## PROBLEM TO WORK ON
All lines containing the string "https" must be copied from the entries.

## DATA FOR ANALYSIS

PR #2297, opened 2026-07-11
Several UEFI-related updates

madisongh:
The main feature being the addition of a simple way to enable a trimmed-down UEFI build with L4TLauncher built directly into the UEFI image, to make boots faster and deal with the reliability problem that the ESP partition presents for A/B updates.

There are also some fixes that aren't directly related to the minimal-boot implementation, plus a setting added to make it easier to get verbose logs out of UEFI.


recipes-bsp/uefi/files/0001-feat-capsule-updates-with-single-boot-configuration.patch
```diff
@@ -0,0 +1,161 @@
...
+From: Matt Madison <matt@madison.systems>
+Date: Thu, 15 Jan 2026 00:40:20 -0800
+Subject: [PATCH] feat: capsule updates with single-boot configuration
+
+Let the EFI boot manager find ESP partitions, even for a single-boot
+setup, so that capsule updates can be applied. Have the PlatformBootOrder
+library prepend the single-boot application to the boot order, so the ESP
+does not need to contain a boot launcher.
+
+Signed-off-by: Matt Madison <matt@madison.systems>
```
joekale-pp, line 18: Does this also require the Upstream-Status? And is this something that should be offered upstream eventually or should it be deemed Inappropriate?

madisongh: I've marked it `Pending` for now. Assuming it works OK, I was planning on opening a PR upstream.

madisongh:
Tested this with Orin and Thor devices, using the setup [here](https://github.com/OE4T/tegra-demo-distro/pull/399).

joekale-pp (approved):
My comments are all resolved.

ovaag:
Great additions! 

Just wanted to let you know about one boot failure I ran into when experimenting with running essentially this patch set (ported to r36.5.0/scarthgap).

It seems to be a problem with the boot-order sort added in `0001-feat-capsule-updates-with-single-boot-configuration.patch`. It never runs on a varstore inherited from an earlier, non-single-boot firmware** — e.g. after a JetPack 5 → JetPack 6 capsule-update transition.

**Symptom** (Orin NX, r35.6.2 to r36.5.0 via swupdate + capsule): the capsule applies fine and the new firmware boots, but the embedded "Boot Application" never runs. The inherited BootOrder still has the disk/ESP entry first, so BDS loads the *old* r35 `BOOTAA64.EFI` from the ESP, which can't boot under the new firmware, and the unit warm-resets in a loop until the rootfs A/B logic drains its retries and fails back to the old boot chain. A verbose-logging build shows it directly:

```
PrintBootOrder: BootOrder[0] = 0x0001 = UEFI KINGSTON ...          <- inherited r35 entry
PrintBootOrder: BootOrder[4] = 0x0008 = Boot Application           <- never reached
add-symbol-file .../35.6.2-r0/.../L4TLauncher/DEBUG/L4TLauncher.dll  <- old ESP launcher runs
Shutdown state requested 1
```

**Root cause**: stock `SetBootOrder()` in `PlatformBootOrderLib.c` starts with

```c
Status = gRT->GetVariable (L"PlatformBootOrderSet", &gNVIDIATokenSpaceGuid, ...);
if (!EFI_ERROR (Status) && (VariableData == TRUE)) {
    return;   // sort already done once, skip
}
```

`PlatformBootOrderSet` is NV and was set to TRUE by the previous firmware generation long ago, so the `SetBootOrder()` call added in `PlatformBootManagerBeforeConsole` is a no-op on any upgraded unit. A freshly flashed varstore doesn't have the variable, the sort runs, and everything works, which is why fresh-flash testing doesn't catch it. Since the variable is BS-only (no RUNTIME_ACCESS), it also can't be cleared from the OS side as a workaround; it has to be handled in firmware.

Tested with this patch, and that did make the r35.6.2->r36.5.0 OTA upgrade succesfull. 

```patch
--- a/Silicon/NVIDIA/Library/PlatformBootManagerLib/PlatformBm.c
+++ b/Silicon/NVIDIA/Library/PlatformBootManagerLib/PlatformBm.c
@@ -2196,6 +2196,27 @@ PlatformBootManagerBeforeConsole (
       mRscHandler->Register (SingleBootStatusCodeCallback, TPL_CALLBACK);
     }
 
+    //
+    // A varstore inherited from an earlier, non-single-boot firmware (e.g.
+    // after a JetPack 5 to 6 capsule update) may already contain
+    // PlatformBootOrderSet=TRUE, which makes SetBootOrder() return without
+    // sorting and leaves a stale BootOrder that boots the old ESP launcher
+    // instead of the embedded boot application. Clear the flag so the sort
+    // runs on every boot.
+    //
+    {
+      BOOLEAN  BootOrderSet;
+
+      BootOrderSet = FALSE;
+      gRT->SetVariable (
+             L"PlatformBootOrderSet",
+             &gNVIDIATokenSpaceGuid,
+             EFI_VARIABLE_BOOTSERVICE_ACCESS | EFI_VARIABLE_NON_VOLATILE,
+             sizeof (BootOrderSet),
+             &BootOrderSet
+             );
+    }
+
     EfiBootManagerRefreshAllBootOption ();
     SetBootOrder ();
 
```

classes-recipe/image_types_tegra.bbclass
```diff
@@ -93,7 +93,7 @@ LNXFILE ?= "boot.img"
 LNXSIZE ?= "83886080"
 TEGRA_RECOVERY_KERNEL_PART_SIZE ??= "83886080"
 RECROOTFSSIZE ?= "314572800"
-TEGRA_EXTERNAL_DEVICE_SECTORS ??= "119537664"
+TEGRA_EXTERNAL_DEVICE_SECTORS ??= "490733568"
```
ichergui, line 96: I think this is aligned with UFS size not the NVMe.  I think we should keep the original value

ichergui:
Thanks @madisongh for this PR.

classes-recipe/image_types_tegra.bbclass
madisongh: Admittedly I based this new default on the EXT_STORAGE_SIZE setting in the L4T t264.conf file. The p3701 and 3767 common configs do still have this dialed down to 57GiB. Doesn't appear to be tied to UFS, though.

Any particular reason why the original value should be kept

ichergui: The original value was calculated based on rootfs size 55GiB IIRC.

ichergui: I will try those changes today and share my feedback.

madisongh: > based on rootfs size 55GiB IIRC

Not rootfs size, but total size of the storage device.

madisongh: I'll take silence as agreement.

madisongh:
@ovaag Thanks for pointing out the boot order problem. I've taken a slightly different approach to resolving that problem, but the effect should be the same.

madisongh:
The latest commits add some variable settings and documentation around the FMP system image type GUID. I think this will be the last of the changes, for now, unless I've missed something.

madisongh:
I've made some additional edits to the documentation and rebased on master latest. After I run through another round of tests, this should be ready to go.

PR #13142, opened 2019-02-18
Check if the unset space is the current one

ret2libc:


ret2libc:
Fixes https://github.com/radare/radare2/issues/13141#event-2146619779

PR #13149, opened 2019-02-18
Expose save_parsed_type() as an API call for Cutter

m0nk3ydluffy:


libr/core/cmd_type.c
```diff
@@ -383,7 +383,7 @@ static void save_parsed_type_size(RCore *core, const char *parsed) {
 	}
 }
 
-static void save_parsed_type(RCore *core, const char *parsed) {
+R_API void save_parsed_type(RCore *core, const char *parsed) {
```
radare: this function name cant be public. rename it to something meaningful like r_core_something, but this looks like a completely random function name to make it public. and also, this function is only used from the same file, so there's no need to make it public

libr/core/cmd_type.c
```diff
@@ -383,7 +383,7 @@ static void save_parsed_type_size(RCore *core, const char *parsed) {
...
 	if (!core || !core->anal || !parsed) {
```
radare: this shoulkd be r_return_val_if_fail

libr/include/r_core.h
```diff
@@ -497,6 +497,7 @@ R_API RList *r_core_get_func_args(RCore *core, const char *func_name);
 R_API void r_core_print_func_args(RCore *core);
 R_API char *resolve_fcn_name(RAnal *anal, const char * func_name);
 
+R_API void save_parsed_type(RCore *core, const char *parsed);
```
radare: if you need it from cutter. find a good name, same goes for that shitty resolve_fcn_name defined above

m0nk3ydluffy: resolve_fcn_name was the reason I though r_core_ prefix was not required. Sorry for that. Will rename to r_core_save_parsed_type

radare:
please update it now and i'll merge, i have a regression to fix in this exactly code and i would like to avoid conflicts

m0nk3ydluffy:
I changed the name to your liking. Done.

PR #13151, opened 2019-02-18
Add missing types-darwin.sdb and honor asm.os to reload them ##anal

radare:


libr/anal/d/types-darwin.sdb.txt
```diff
@@ -0,0 +1,159 @@
...
+_Exit=func
+func._Exit.args=1
+func._Exit.arg.0=int,status
+func._Exit.noreturn=true
+func._Exit.ret=void
+
+__libc_init=func
+func.__libc_init.args=3
+func.__libc_init.arg.0=int,argc
+func.__libc_init.arg.1=char **,argv
```
pelijah: So is this the right way to define pointer-arguments? Should we use it everywhere? For example, `types-windows.sdb.txt` contains such entries as `argtype*,argname` and `argtype,*argname`.

Maijin: @sivaramaaa would know

PR #13153, opened 2019-02-19
Compile in release mode when testing

ret2libc:


Maijin:
wow check the codecov

ret2libc:
@Maijin what about codecov?

Maijin:
Just interesting to see the huge change

ret2libc:
Mmm maybe it's better to run with -O0/debug symbols when using covscan

ret2libc:
This is not useful at all... Closing.

PR #13154, opened 2019-02-19
X86_INS_UD0 was introduced in capstone 4, so use it only there

ret2libc:


ret2libc:
This is necessary to build package on Fedora, because Fedora 29 still shipes capstone 3.0.5

PR #13158, opened 2019-02-19
Fix offline build w.r.t. capstone

Mic92:
If the user already provides a capstone tarball, the buildsystem should not try
to download it again.

### DIFF
--- a/shlr/Makefile
+++ b/shlr/Makefile
@@ -255,7 +255,6 @@ capstone-clean:
 	cd capstone ; $(MAKE) clean
 
 capstone: capstone-$(CS_VER).tar.gz
-	curl -o capstone-$(CS_VER).tar.gz $(CS_TAR)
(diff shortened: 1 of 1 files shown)


Mic92:
@radare can you clarify, why second curl is necessary? I don't understand your comment in https://github.com/radare/radare2/commit/f3bf16555fec45863a0cd63aeada89ecc250c39a#r32374990

Mic92:
Is it because a download might fail and leave garbage behind?

Mic92:
The current code does `wget` or fallback to `curl` if `wget` is not available:

```make
ifeq ($(shell type wget && echo 1),1)
WGET?=wget -c --no-check-certificate -O
else
WGET?=curl -o
endif
```

So it already uses `curl` and the second curl is not necessary.

radare:
Ok

PR #13161, opened 2019-02-19
Make Lisp fortune work with Clojure(Script)

wasamasa:
I've noticed that this fun one-liner looks very much like Clojure code, but doesn't actually work, so I took the liberty to fix it. It also works in ClojureScript as tested with lumo.


radare:
It was newlisp i think

wasamasa:
Interesting, I didn't think of this. However, the newlisp interpreter fails executing this.

PR #13162, opened 2019-02-19
Improve CHIP-8 analysis

wasamasa:
- Default to unknown type
- Detect RET
- Remove fail from always succeeding jump/call
- Move keypad commentary to LD Vx, K
- Annotate skips correctly
- Annotate more instructions

One thing I'm not sure about is the "JP V0, nnn" instruction. It jumps to the value of the embedded address, incremented by the contents of register `V0`. Therefore it's incorrect to annotate it to jump to `nnn` because the address might be anywhere between `nnn` and `nnn + V0`. Maybe it's better to not annotate it at all? Or is there support for annotating ranges?

### DIFF
--- a/libr/anal/p/anal_chip8.c
+++ b/libr/anal/p/anal_chip8.c
@@ -16,48 +16,38 @@ static int chip8_anop(RAnal *anal, RAnalOp *op, ut64 addr, const ut8 *data, int 
 	uint8_t kk = opcode & 0xFF;
 	op->size = 2;
 	op->addr = addr;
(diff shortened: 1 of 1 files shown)


radare:
can i merge this? you can continue improving chip8 support in other PRs

wasamasa:
Sure, I just hoped to get an answer with regards to jump instructions that have no accurate target, but more of a target range.

radare:
if i understood you correctly, the only way to do that is at runtime, because you need to know the vlaue of the register to perform that, right? if so, esil is the only way to go here

PR #13166, opened 2019-02-21
ASLR settings little refactor, available as util mean.

devnexen:


libr/util/sys.c
```diff
@@ -460,6 +460,37 @@ R_API int r_sys_chdir(const char *s) {
 	return r_sandbox_chdir (s)==0;
 }
 
+R_API bool r_sys_aslr(int val) {
+	bool ret = true;
+#if __linux__
+	static const char *rva = "/proc/sys/kernel/randomize_va_space";
+	char buf[2] = {0};
+	snprintf(buf, sizeof (buf), "%d\n", val != 0 ? 2 : 0);
+	int fd = open (rva, O_WRONLY);
```
radare: use r_sandbox apis otherwise you will be bypassing the sandbox

libr/util/sys.c
```diff
@@ -460,6 +460,37 @@ R_API int r_sys_chdir(const char *s) {
 	return r_sandbox_chdir (s)==0;
 }
 
+R_API bool r_sys_aslr(int val) {
+	bool ret = true;
+#if __linux__
+	static const char *rva = "/proc/sys/kernel/randomize_va_space";
+	char buf[2] = {0};
```
radare: the string you are trying to set in here is 3 byte long, not 2, this is overflowing

libr/util/sys.c
```diff
@@ -460,6 +460,37 @@ R_API int r_sys_chdir(const char *s) {
 	return r_sandbox_chdir (s)==0;
 }
 
+R_API bool r_sys_aslr(int val) {
+	bool ret = true;
+#if __linux__
+	static const char *rva = "/proc/sys/kernel/randomize_va_space";
```
radare: this string doesnt needs to be saved as static

libr/util/sys.c
```diff
@@ -460,6 +460,37 @@ R_API int r_sys_chdir(const char *s) {
...
+	char buf[2] = {0};
+	snprintf(buf, sizeof (buf), "%d\n", val != 0 ? 2 : 0);
```
radare: missing space before (

libr/util/sys.c
```diff
@@ -460,6 +460,37 @@ R_API int r_sys_chdir(const char *s) {
...
+	int fd = open (rva, O_WRONLY);
+	if (fd != -1) {
+		if (write (fd, buf, sizeof (buf)) != 2) {
```
radare: shoulkd be 3, and compare with sizeof(buf) not against this hardcoded 2

devnexen: I merely move the original code ... I was not treating as a C string but just to write to the file.

libr/util/sys.c
devnexen: Yes good point.

libr/util/sys.c
devnexen: Originally we write two bytes to the file but 3 works too ...

PR #13169, opened 2019-02-21
On ARM, labelling the unwind address segment a bit more accurately

devnexen:


libr/bin/p/bin_elf.inc
```diff
@@ -250,7 +262,7 @@ static RList* sections(RBinFile *bf) {
 				ptr->name = strdup ("NOTE");
 				break;
 			default:
-				ptr->name = strdup ("UNKNOWN");
+				ptr->name = setphname(mach, phdr[i].p_type);
```
radare: Missing space before (

libr/bin/p/bin_elf.inc
```diff
@@ -57,6 +57,17 @@ static void setimpord(ELFOBJ* eobj, ut32 ord, RBinImport *ptr) {
 	eobj->imports_by_ord[ord] = r_bin_import_clone (ptr);
 }
 
+static char *setphname(ut16 mach, Elf_(Word) ptyp) {
+	// TODO to complete over time
+	if (mach == EM_ARM) {
+		if (ptyp == SHT_ARM_EXIDX) {
+			return strdup ("EIXDX");
```
radare: We should evaluate the use of r_str_const to save some memory in here. But we can evolve the concept with a stringpool. Nothing to worry in this pr. But just to think about

libr/bin/p/bin_elf.inc
devnexen: again ... sorry I spend time jumping between projects requirements :)

PR #13173, opened 2019-02-22
Filter out special symbols in ELF

ret2libc:
r2r PR: https://github.com/radare/radare2-regressions/pull/1707


libr/bin/format/elf/elf.c
```diff
@@ -3210,6 +3210,31 @@ RBinSymbol *Elf_(_r_bin_elf_convert_symbol)(struct Elf_(r_bin_elf_obj_t) *bin,
...
+		return ELF_ST_TYPE (sym->st_info) == STT_NOTYPE &&
+			ELF_ST_BIND (sym->st_info) == STB_LOCAL &&
+			ELF_ST_VISIBILITY (sym->st_info) == STV_DEFAULT;
+	default:
+		return false;
+	}
+}
+
+static bool is_special_symbol(ELFOBJ *bin, Elf_(Sym) *sym, const char *name) {
+	switch (bin->ehdr.e_machine) {
```
radare: no need for a switch statement here, just an if is enough

ret2libc: I know but special symbols are by architecture so I have done this in preparation for future architectures. Compiler already compile to the best assembly anyway.

radare:
The a/t symbols indicate arm/thumb, so this is mainly a way to indicate a function starts there.. and we may make cbin.c spit out ahb lines.

The d is for data, so we can use Cd for them. So imho is better to use them instead of hiding them. but i agree those look anoying in the disasm

ret2libc:
I agree we should use them, but I think we should retrieve them in other ways and not convert them to RBinSymbols and RFlagItems. There should be a proper API for RBin to provide "help" to analysis or something like that.

radare:
We can just handle those special symbols as they are in the current cbin. No need to flag them. And u know that we can divide the loding time of rbin just skipping the flag creation? Thats what my pr was about to proof

ret2libc:
Ok so what about this:

I add a `bool is_special;` to `RBinSymbol` and each bin plugin will mark the right symbols as `is_special=true`. Then in cbin.c we do not create flags for those symbols. Does it seem better? That way we still have the symbols listed, but no flags for them.

radare:
Just use a differnet type no need to add a bool imho

ret2libc:
> Just use a differnet type no need to add a bool imho

Right, thanks.

libr/bin/format/elf/elf.c
radare: ive only seen this in thumb binaries, but its fair

radare:
also, having flags on where functions starts is useful for a variety of usecases, we i wont remove/filter those symbols

ret2libc:
IMHO they are not, because if you have those special symbols, you already have regular symbols which just overlap with them. If you don't have regular symbols, you most likely don't even have special symbols like `$t`, `$a`, etc. And I prefer seeing `my_function_name` instead of `$t` everywhere. So, that said, I don't think those flags add any value.

On the other hand, they do add a lot of value for anal hints and data definition, because you can set arm/thumb mode and where the data is. But that is not something that should be shown through flags, it should just be used by Cd.

Last thing, both objdump and IDA filter out those symbols.

ret2libc:
@radare you can review it again if you want! I've implemented what we said, so all those `$d`, `$t`, etc. are still visible through `is` but they are not in the flags.

I think it's a good improvement, though the best thing would be to use those info for hints and to define data.

libr/core/cbin.c
```diff
@@ -2048,6 +2053,9 @@ static int bin_symbols(RCore *r, int mode, ut64 laddr, int va, ut64 at, const ch
 		} else if (IS_MODE_SIMPLEST (mode)) {
 			const char *name = sn.demname? sn.demname: r_symbol_name;
 			r_cons_printf ("%s\n", name);
+		} else if (IS_MODE_RAD (mode) && is_special_symbol (symbol)) {
```
radare: Why chk twice just call is special inside the block below

Maijin:
I agree with ret2libc that those flags are very annoying as part of the disassembly. Having them in `is` or via analhint etc. sounds like a good compromise imho

libr/core/cbin.c
ret2libc: i did this to avoid a new level of indentation caused by the `if`, but... fixed it ;)

ret2libc:
@radare fixed. Any other concerns?

libr/bin/format/elf/elf.c
```diff
@@ -2817,6 +2817,31 @@ RBinElfSection* Elf_(r_bin_elf_get_sections)(ELFOBJ *bin) {
 	return ret;
 }
 
+static bool is_special_arm_symbol(ELFOBJ *bin, Elf_(Sym) *sym, const char *name) {
+	if (name[0] != '$') {
+		return false;
+	}
+	switch (name[1]) {
```
radare: Can we improve this check? i think its a bit weak that way, didnt checked whats in name+2, to avoid false positives

libr/bin/format/elf/elf.c
```diff
@@ -2817,6 +2817,31 @@ RBinElfSection* Elf_(r_bin_elf_get_sections)(ELFOBJ *bin) {
...
+	switch (bin->ehdr.e_machine) {
+	case EM_ARM:
+		return is_special_arm_symbol (bin, sym, name);
+	default:
+		return false;
+	}
+}
+
 static const char *bind2str(Elf_(Sym) *sym) {
 	switch (ELF_ST_BIND(sym->st_info)) {
```
radare: missing space before (

libr/core/cbin.c
```diff
@@ -2049,61 +2054,65 @@ static int bin_symbols(RCore *r, int mode, ut64 laddr, int va, ut64 at, const ch
...
+					} else {
+						// we dont want unnamed symbol flags
+					}
+				}
+				binfile = r_core_bin_cur (r);
+				plugin = r_bin_file_cur_plugin (binfile);
+				if (plugin && plugin->name) {
+					if (!strncmp (plugin->name, "pe", 2)) {
+						char *p, *module = strdup (r_symbol_name);
+						p = strstr (module, ".dll_");
```
radare: define and assign in the same line

libr/core/cbin.c
```diff
@@ -2049,61 +2054,65 @@ static int bin_symbols(RCore *r, int mode, ut64 laddr, int va, ut64 at, const ch
...
-				}
-				lastfs = 's';
-			}
-			if (r->bin->prefix) {
-				if (symbol->dup_count) {
-					r_cons_printf ("f %s.sym.%s_%d %u 0x%08"PFMT64x"\n",
-						r->bin->prefix, name, symbol->dup_count, symbol->size, addr);
+			/* Skip special symbols because we do not flag them and
+			 * they shouldn't be printed in the rad format either */
+			if (!is_special_symbol (symbol)) {
```
radare: is_special_symbol is checked in another conditional above. so this is doing nothing, i would rather remove the check above and keep it like this, but inverting the conditional to behave properly to set the ahb, Cd..

if (is_special_symbol(symbol)) {
  ...
} else {
...

libr/core/cbin.c
```diff
@@ -2049,61 +2054,65 @@ static int bin_symbols(RCore *r, int mode, ut64 laddr, int va, ut64 at, const ch
...
+								name, symbol->size, addr);
+						}
+					} else {
+						// we dont want unnamed symbol flags
+					}
+				}
+				binfile = r_core_bin_cur (r);
+				plugin = r_bin_file_cur_plugin (binfile);
+				if (plugin && plugin->name) {
+					if (!strncmp (plugin->name, "pe", 2)) {
```
radare: maybe r_str_startswith()

libr/core/cbin.c
ret2libc: No this is not done above. This is done above only if `IS_MODE_SET (mode)` is true, which means this won't get executed during printing in RAD mode.

ret2libc:
@radare I think we should merge this. I already have another branch that adds hints/metas  from special symbols, but I'd prefer to keep the two things separated.

radare:
Ok go for it

PR #13513, opened 2019-03-26
added an early-out optimization for r_isprint. 

roboman2444:
Reduces time spent in r_isprint from ~30% to ~2% in my tests.

Measured with valgrind cachegrind.
Appears to have minor real-world performance improvements (2% less time spent with a long r2pipe script).


radare:
Good catch

PR #13518, opened 2019-03-26
Rewrite kernelcache check_bytes

mrmacete:
Parse load commands to extract 3 metrics (kudos to @Siguza for suggesting):
- use of LC_UNIXTHREAD
- absence of any library linked against
- addresses in the upper half of the address space

If those are met, then it’s a kernelcache. This just needs to parse all load commands types and vmaddr from LC_SEGMENT_64 (but nothing more) from the bytes.

Plus: no big endian kernelcaches so far.

### DIFF
--- a/libr/bin/format/mach0/mach064_is_kernelcache.c
+++ b/libr/bin/format/mach0/mach064_is_kernelcache.c
@@ -1,0 +1,42 @@
+static bool is_kernelcache(const ut8 *buf, ut64 length) {
+	r_return_val_if_fail (length >= sizeof (struct MACH0_(mach_header)), false);
+
+	const ut8 *end = buf + length;
+	const ut8 *cursor = buf + sizeof (struct MACH0_(mach_header));
+	int ncmds = r_read_le32 (buf + 16);
+	bool has_unixthread = false;
+	bool has_negative_vaddr = false;
+
+	for (int i = 0; i < ncmds; i++) {
+		if (cursor >= end) {
+			return false;
+		}
+
+		ut32 cmdtype = r_read_le32 (cursor);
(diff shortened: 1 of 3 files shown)


radare:
Guess that conflicts with @ret2libc pr

libr/bin/format/mach0/mach064_is_kernelcache.c
```diff
@@ -0,0 +1,42 @@
+static bool is_kernelcache(const ut8 *buf, ut64 length) {
+	r_return_val_if_fail (length >= sizeof (struct MACH0_(mach_header)), false);
```
radare: as long as the input is tainted we dont want to use an assert in here because that will crash the whole program. It is better to add an if in here

libr/bin/format/mach0/mach064_is_kernelcache.c
```diff
@@ -0,0 +1,42 @@
+static bool is_kernelcache(const ut8 *buf, ut64 length) {
```
radare: use RBuffer

libr/bin/p/bin_mach064.c
```diff
@@ -4,29 +4,16 @@
 #include "bin_mach0.c"
 
 #include "objc/mach064_classes.h"
+#include "../format/mach0/mach064_is_kernelcache.c"
 
 static bool check_bytes(const ut8 *buf, ut64 length) {
```
radare: check_bytes sohuld be deprecated

ret2libc:
Just as a not for the future: we are trying to move to RBuffer, thus we should do all things with buffer (e.g. check_buffer should contain all the logic, while check_bytes, just for compatibility, should create a rbuffer and call check_buffer).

## TASK RESULT
Tested this with Orin and Thor devices, using the setup [here](https://github.com/OE4T/tegra-demo-distro/pull/399).
Fixes https://github.com/radare/radare2/issues/13141#event-2146619779
@radare can you clarify, why second curl is necessary? I don't understand your comment in https://github.com/radare/radare2/commit/f3bf16555fec45863a0cd63aeada89ecc250c39a#r32374990
r2r PR: https://github.com/radare/radare2-regressions/pull/1707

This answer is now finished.